*** Data excerpts Section Begins ***
PR #428, opened 2019-08-19
CEDS-1511 Remove deprecated cache service method

ed0906:
I expect as part of Save & Resume that this service will be converted to use the back end rather than Mongo.

This PR preps the service a little by removing some methods that wont be available via the backend

### DIFF
--- a/app/controllers/declaration/AdditionalInformationController.scala
+++ b/app/controllers/declaration/AdditionalInformationController.scala
@@ -61,7 +61,8 @@ class AdditionalInformationController @Inject()(
       val actionTypeOpt = FormAction.bindFromRequest()
 
       val cachedData = exportsCacheService
-        .getItemByIdAndSession(itemId, journeySessionId)
+        .get(journeySessionId)
+        .map(_.flatMap(_.itemBy(itemId)))
         .map(_.flatMap(_.additionalInformation).getOrElse(AdditionalInformationData(Seq())))
 
       cachedData.flatMap { cache =>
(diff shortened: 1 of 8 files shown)


app/services/cache/ExportsCacheService.scala
```diff
@@ -34,14 +34,7 @@ class ExportsCacheService @Inject()(journeyCacheModelRepo: ExportsDeclarationRep
...
-  def getItemByIdAndSession(itemId: String, sessionId: String): Future[Option[ExportItem]] =
-    get(sessionId).map {
-      case Some(model) => model.itemBy(itemId)
-      case _           => None
-    }
-
-  def remove(sessionId: String): Future[FindAndModifyCommand.FindAndModifyResult] =
-    journeyCacheModelRepo.remove(sessionId)
+  def remove(sessionId: String): Future[Unit] =
+    journeyCacheModelRepo.remove(sessionId).map(_ => (): Unit)
```
PatrykRudnicki: I think previous implementation was better. Here doesn't matter what we return, but mapping to Unit IMO doesn't make sense, non-blocking comment

ed0906: Services shouldn't be returning anything database related in my opinion, it breaks separation of concerns

app/controllers/declaration/AdditionalInformationController.scala
```diff
@@ -61,7 +61,8 @@ class AdditionalInformationController @Inject()(
       val actionTypeOpt = FormAction.bindFromRequest()
 
       val cachedData = exportsCacheService
-        .getItemByIdAndSession(itemId, journeySessionId)
+        .get(journeySessionId)
```
bambuchaAdm: request.cacheData

PR #430, opened 2019-08-19
CEDS-1249 Migrated ProcedureCodesControllerSpec to be Unit

PatrykRudnicki:


test/unit/controllers/declaration/ProcedureCodesControllerSpec.scala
*** Data excerpts Section Ends ***
Restate every entry above word for word.

**Solution to the exercise**
PR #428, opened 2019-08-19
CEDS-1511 Remove deprecated cache service method

ed0906:
I expect as part of Save & Resume that this service will be converted to use the back end rather than Mongo.

This PR preps the service a little by removing some methods that wont be available via the backend

### DIFF
--- a/app/controllers/declaration/AdditionalInformationController.scala
+++ b/app/controllers/declaration/AdditionalInformationController.scala
@@ -61,7 +61,8 @@ class AdditionalInformationController @Inject()(
       val actionTypeOpt = FormAction.bindFromRequest()
 
       val cachedData = exportsCacheService
-        .getItemByIdAndSession(itemId, journeySessionId)
+        .get(journeySessionId)
+        .map(_.flatMap(_.itemBy(itemId)))
         .map(_.flatMap(_.additionalInformation).getOrElse(AdditionalInformationData(Seq())))
 
       cachedData.flatMap { cache =>
(diff shortened: 1 of 8 files shown)


app/services/cache/ExportsCacheService.scala
```diff
@@ -34,14 +34,7 @@ class ExportsCacheService @Inject()(journeyCacheModelRepo: ExportsDeclarationRep
...
-  def getItemByIdAndSession(itemId: String, sessionId: String): Future[Option[ExportItem]] =
-    get(sessionId).map {
-      case Some(model) => model.itemBy(itemId)
-      case _           => None
-    }
-
-  def remove(sessionId: String): Future[FindAndModifyCommand.FindAndModifyResult] =
-    journeyCacheModelRepo.remove(sessionId)
+  def remove(sessionId: String): Future[Unit] =
+    journeyCacheModelRepo.remove(sessionId).map(_ => (): Unit)
```
PatrykRudnicki: I think previous implementation was better. Here doesn't matter what we return, but mapping to Unit IMO doesn't make sense, non-blocking comment

ed0906: Services shouldn't be returning anything database related in my opinion, it breaks separation of concerns

app/controllers/declaration/AdditionalInformationController.scala
```diff
@@ -61,7 +61,8 @@ class AdditionalInformationController @Inject()(
       val actionTypeOpt = FormAction.bindFromRequest()
 
       val cachedData = exportsCacheService
-        .getItemByIdAndSession(itemId, journeySessionId)
+        .get(journeySessionId)
```
bambuchaAdm: request.cacheData

PR #430, opened 2019-08-19
CEDS-1249 Migrated ProcedureCodesControllerSpec to be Unit

PatrykRudnicki:


test/unit/controllers/declaration/ProcedureCodesControllerSpec.scala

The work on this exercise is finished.